“I faxed you the police report about the exploding hearse at O’Neal’s. Do you remember that?”
“I remember.” Barely. I was flunking my Galigani quiz.
“Well, you don’t have to worry anymore. Ever since all this started—the switched clothes and all?—we beefed up security at our place. George Berger—you do remember Matt’s partner?” A laugh here, as sarcastic as Rose ever got. “He recommended this excellent service. I think they’re ex-wrestlers or boxers. Big, big guys. So when the goons broke in through the basement window, our guys were waiting. It was beautiful. It took about five minutes for the gorillas to give up their bosses. You guessed it. Bodner and Polk.” A pause, and then, “Done.”
I pictured Rose brushing her palms against each other, as if she herself had taken on and cleaned up a messy situation, though I doubted either Frank or Robert would have let her anywhere near the “gorillas.”
“Rose, I’m sorry I didn’t get to—”
“Don’t give it another thought, Gloria. Now that I see what you’ve had to go through, I’m sorry I bothered you in the first place. I’ll bet you’ll be glad to get home.”
“Indeed I will.”
“I mean, you have just as much excitement here, right? And Matt probably misses being near his sister. And then there are those earthquakes you have to worry about.”
Matt’s sister, Jean, lived on Cape Cod, not exactly “near” her brother, by East Coast standards. Finally I realized what Rose was thinking. Each time I went to California for a visit, she worried that I’d stay there. Not paranoid on her part, since I did have a history of impulsive cross-country moves.
As for earthquakes, that was another matter. The worst one I’d been in had sent me under the conference table with my boss at the time, while books from the shelves on the wall tumbled over us. No harm to people that day, but the quake, a 5.3, left the physical plant a mess, and we all went home early.
I couldn’t keep my friend on the hook any longer.
“Rose, I’ll be home soon.”
“I know, I know. Just checking.”
It seemed a long time before I’d be packing, however. The week ahead loomed in front of me, shadowy and unpredictable. I tried to imagine a wedding at the end of it.
The picture was very fuzzy.
Matt and I pulled up in front of Patel’s house for the sole purpose of reclaiming Elaine’s car, partly buried under the same trees I’d used for cover the day before.
I got out of Dana’s Jeep and started toward the Saab, which I was to drive home. I paused at the front driveway and glanced at the door, a few yards away. The graceful branches of large old trees couldn’t minimize the effect of stark black-and-yellow crime scene tape.
I stood there and looked back at Matt. He got out of the Jeep and walked up to me. He put his arm around my shoulder and led me toward the Saab.
“Don’t even think about it,” he said.
Obedient as an electron in a magnetic field, following a predetermined path, I got into the Saab and buckled up.
I had no intention of breaking through police tape.
It was much too bright out.
CHAPTER TWENTY-SIX
There was good news on Friday evening. Matt took the call as we sat in Elaine’s living room. Phil was not only alive but awake and talking. Not that he’d said much. Phil had told Elaine and Dana, and the police, that he didn’t get a look at who had shot him.
We also learned that the bullet had grazed past all Phil’s important organs without penetrating them. He would have bled out (Dana’s words, we were told), however, if Elaine hadn’t found him.
“So it was a TNT,” Matt said to me when he’d hung up.
“Trinitrotoluene?
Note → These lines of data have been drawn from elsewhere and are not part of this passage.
PR #203, opened 2022-02-26
Add support for traversing into structs using '$inline' struct tag

das7pad:
Hi there!

Coming from mongodb/bson, I've adapted a pattern where I re-use field definitions for larger models by defining them once and composing them together using the `inline` tag. Like so:

<details>
<summary> Demo </summary>

---

This demo is informal and "Not a Submission.".

```go
# project
type CommonTreeFields struct {
	Id   primitive.ObjectID `json:"_id" bson:"_id"`
	Name string             `json:"name" bson:"name"`
}
type FileRef struct {
	CommonTreeFields `bson:"inline"`

	Created time.Time `json:"created" bson:"created"`
	Size    int64     `json:"size" bson:"size"`
}

# deletedFileRef
type DeletedAtField struct {
	DeletedAt time.Time `json:"deletedAt" bson:"deletedAt"`
}
type DeletedFileRef struct {
	project.FileRef `bson:"inline"`
	DeletedAtField  `bson:"inline"`
}
```

A `DeletedFileRef` has all the fields of a regular `FileRef` plus a timestamp. The bson package would fill in all the details from a map like this: `{ "_id": ..., "name": ..., "created": ..., "size": ..., "deletedAt": ... }`.

> From their docs: https://docs.mongodb.com/drivers/go/current/fundamentals/bson/#struct-tags
> If the field type is a struct or map field, the field will be flattened when marshalling and unflattened when unmarshalling.

---

</details>

I really like that pattern and would like to continue using it with edgedb.

Let me know what you think!

Edit: Per the discussion below, the keyword in edgedb will be `$inline` to avoid potential conflicts with other identifiers.
Is there a good place for documenting `$inline` as a special keyword?

### DIFF
--- a/internal/introspect/marshal.go
+++ b/internal/introspect/marshal.go
@@ -24,8 +24,15 @@ import (
 func fieldByTag(t reflect.Type, name string) (reflect.StructField, bool) {
 	for i := 0; i < t.NumField(); i++ {
 		field := t.Field(i)
-		if field.Tag.Get("edgedb") == name {
+		switch field.Tag.Get("edgedb") {
+		case name:
 			return field, true
+		case "$inline":
+			if f, ok := fieldByTag(field.Type, name); ok {
+				// Accumulate offsets from nested paths.
+				f.Offset += field.Offset
+				return f, true
+			}
 		}
 	}
 
--- a/internal/introspect/marshal_test.go
+++ b/internal/introspect/marshal_test.go
@@ -31,6 +31,78 @@ type SomeStruct struct {
 	Third  []byte `edgedb:"First"`
 }
 
+type InlinedSomeStruct struct {
+	SomeStruct `edgedb:"$inline"`
+	Zebra      string
+}
+
+type InnerOne struct {
+	One         string `edgedb:"one"`
+	OnePointOne string `edgedb:"one_point_one"`
+}
+
+type InnerTwo struct {
+	Two string `edgedb:"two"`
+}
+
+type InnerThree struct {
+	Three string `edgedb:"three"`
+}
+
+type InlinedMultipleStructs struct {
+	InnerOne   `edgedb:"$inline"`
+	InnerTwo   `edgedb:"$inline"`
+	InnerThree `edgedb:"$inline"`
+}
+
+type InlinedMultipleLayers struct {
+	InlinedSomeStruct      `edgedb:"$inline"`
+	InlinedMultipleStructs `edgedb:"$inline"`
+}
+
+func checkInlinedSomeStruct(t *testing.T, typ reflect.Type, offset uintptr) {
+	// Nested field
+	field, ok := StructField(typ, "First")
+	require.True(t, ok)
+	assert.Equal(t, "Third", field.Name)
+	assert.Equal(t, offset+16+8, field.Offset)
+
+	field, ok = StructField(typ, "Second")
+	require.True(t, ok)
+	assert.Equal(t, "Second", field.Name)
+	assert.Equal(t, offset+16, field.Offset)
+
+	// Top level field
+	field, ok = StructField(typ, "Zebra")
+	require.True(t, ok)
+	assert.Equal(t, "Zebra", field.Name)
+	assert.Equal(t, offset+16+8+24, field.Offset)
+}
+
+func checkInlinedMultipleStructs(
+	t *testing.T, typ reflect.Type, offset uintptr,
+) {
+	field, ok := StructField(typ, "one")
+	require.True(t, ok)
+	assert.Equal(t, "One", field.Name)
+	assert.Equal(t, offset+16*0, field.Offset)
+
+	field, ok = StructField(typ, "one_point_one")
+	require.True(t, ok)
+	assert.Equal(t, "OnePointOne", field.Name)
+	assert.Equal(t, offset+16*1, field.Offset)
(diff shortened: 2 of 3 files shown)


fmoor:
@das7pad, thanks for this! I like this feature. I'll discuss with the rest of the team. I think one adjustment that would be nice is to prefix the inline tag with `#` (the comment character in edgeql) or something similar so that it doesn't shadow a possible real property/link name.

fmoor:
> prefix the inline tag with `#` (the comment character in edgeql) or something similar

I just learned that properties can actually start with `#`. Would you prefix `inline` with `$`?

das7pad:
> > prefix the inline tag with `#` (the comment character in edgeql) or something similar
> 
> I just learned that properties can actually start with `#`. Would you prefix `inline` with `$`?

Thanks for your comments and bringing this up with the team!

`$inline` reads more like a variable name than a struct tag option to me. So I looked for other options.
The [`encoding/json`](https://github.com/golang/go/blob/986b04c0f12efa1c57293f147a9e734ec71f0363/src/encoding/json/encode.go#L64-L104) package handles the sole use of their special keywords (`-`/`omitempty`/`string`) by specifying an empty name followed by a comma and the special keyword `,omitempty`.
Adapted for this PR, this would be `,inline` -- which does not read too bad I think. It would fit into the mental model of using other struct tags, which is a bonus over using another special character as prefix.

I read the [docs on identifiers in EdgeQL](https://github.com/golang/go/blob/986b04c0f12efa1c57293f147a9e734ec71f0363/src/encoding/json/encode.go#L64-L104), which suggest that a comma `,` is not valid at the start of a property: they can start with backtick \`, underscore `_` or letter.
But it would also imply that a property starting with a comment character `#` is not valid either -- which you just said is valid. So I'm not sure anymore. Can you clarify please?

fmoor:
> I read the [docs on identifiers in EdgeQL](https://github.com/golang/go/blob/986b04c0f12efa1c57293f147a9e734ec71f0363/src/encoding/json/encode.go#L64-L104), which suggest that a comma , is not valid at the start of a property: they can start with backtick `, underscore _ or letter.
But it would also imply that a property starting with a comment character # is not valid either -- which you just said is valid. So I'm not sure anymore. Can you clarify please?

Identifier names are quoted with ``` ` ``` so ```select { `,inline` := 10 };``` is a valid query.

```
edgedb> select { `,inline` := 10 };
{{,inline: 10}}
edgedb> select { `#inline` := 10 };
{{#inline: 10}}
edgedb> select { `$inline` := 10 };
error: EdgeQLSyntaxError: backtick-quoted name cannot start with char `$`
  ┌─ query:1:10
  │
1 │ select { `$inline` := 10 };
  │          ^ error
```

I just learned that there were quoted identifiers my self so this was news to me. No identifier can start with `$` on purpose so that it can be used for special things like this tag. Also, it seems like struct tags are domain specific. json maps to a different set of possible keys or property names than EdgeDB does. I think the `$` prefix is the way to go here.

das7pad:
> I just learned that there were quoted identifiers my self so this was news to me. No identifier can start with `$` on purpose so that it can be used for special things like this tag. Also, it seems like struct tags are domain specific. json maps to a different set of possible keys or property names than EdgeDB does. I think the `$` prefix is the way to go here.

So in the _internal_ representation, identifiers/properties can start with any character other than `@`/ `$` and the _text layer_ needs to quote them as documented. The Golang struct tags would see the internal representation, hence the quoting is not applicable and we need to support a wider charset for the first character. Got it, thanks!

I agree with you that `$inline` is the way to go then. I've amended the code changes and update the PR title/body.

fmoor:
Sorry for the delay here. @das7pad, would you rebase on edgedb/edgedb-go:master (we recently fixed a bug in the CI) and fix the lint error and then I can merge this?

das7pad:
> Sorry for the delay here. @das7pad, would you rebase on edgedb/edgedb-go:master (we recently fixed a bug in the CI) and fix the lint error? Then I can merge this.

Done, @fmoor  :)
The other day I noticed some memory corruption when serializing complex structs with inlined fields that were filled from a db query. I could not yet pin-point the root cause. As a start I wrote a minimal reproducer (added as integration test into `query_test.go`), but it does not seem to trigger it.
Would you mind holding off merging this PR until I am able to find the root cause please?

fmoor:
> Would you mind holding off merging this PR until I am able to find the root cause please?

No problem.

das7pad:
TL;DR this PR is ready to merge :)

I was not able to reproduce any kind of memory corruption in either small test beds for this feature or in bigger benchmarks that exercise this code as a bye-product/have all kinds of complex structs.

I did find one cause for nil-ptr-de-reference (fix in https://github.com/edgedb/edgedb-go/pull/212) that could be the trigger of what I considered a memory corruption. It's too bad that I did not keep stack-traces stored somewhere.
Back then I was recreating postgres/edgedb docker containers every now and then when I hit a wall with db-migrations. It's more than plausible that connection setups were failing on retry when the db was temporarily down.

In other news I finished the migration of all my mongodb/bson usage to edgedb and did not spot any issues with the de-serialization layer for multiple levels of struct nesting.
```
$ grep -r pkg/models/ -e '$inline' | wc -l
152
```
I'm very happy with edgedb so far! Keep it up!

Why are you back on nitrogen compounds?” I asked him. “Not that I wouldn’t be happy to go into the fascinating history of nitrogen, like the fact that it was first called ‘burnt air,’ as in, air that has no oxygen.”
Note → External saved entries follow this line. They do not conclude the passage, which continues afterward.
PR #205, opened 2022-03-23
Add NewRetryOptions() function

fmoor:


options.go
```diff
@@ -208,6 +208,11 @@ func (r RetryRule) WithBackoff(fn RetryBackoff) RetryRule {
 	return r
 }
 
+// NewRetryOptions returns the default retry options.
+func NewRetryOptions() RetryOptions {
```
elprans, line 212: Perhaps `NewDefaultRetryOptions`?

fmoor: We already have `NewTxOptions()` and `NewRetryRule()` that return the default value for their respective types.

elprans: So you are supposed to call `New..()` and then mutate properties directly?

fmoor: Sort of. It has a method chaining API.
```go
ruleA := edgedb.NewRetryRule()
ruleB := edgedb.NewRetryRule()
edgedb.NewRetryOptions().WithDefault(ruleA).WithCondition(NetworkError, ruleB)
```

elprans (approved):

PR #210, opened 2022-04-25
Document example embeding Optional in a struct

fmoor:


elprans (approved):

fmoor:
> Would be nice to add some examples to module docs too
added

Matt put up a halt sign with his hand. “‘Through and through.’ That’s what we call it when a bullet goes straight through a body, leaving both an entrance and an exit wound. TNT, for short.”
I was sure my idea of what TNT stood for was much more common than Matt’s.
Elaine met us in the hallway of the hospital, animated and seeming relieved that the worst was over. “The bullets came from outside the house, through the patio door,” Elaine said. “The first one just shattered the glass. The second—” She swallowed. “The alarm went off and made a lot of noise, but Patel apparently hadn’t paid his monitoring service bill, so no one came, and the neighbors didn’t pay attention. They never do. But at least it scared the man with the gun, because he didn’t stay around to try again.”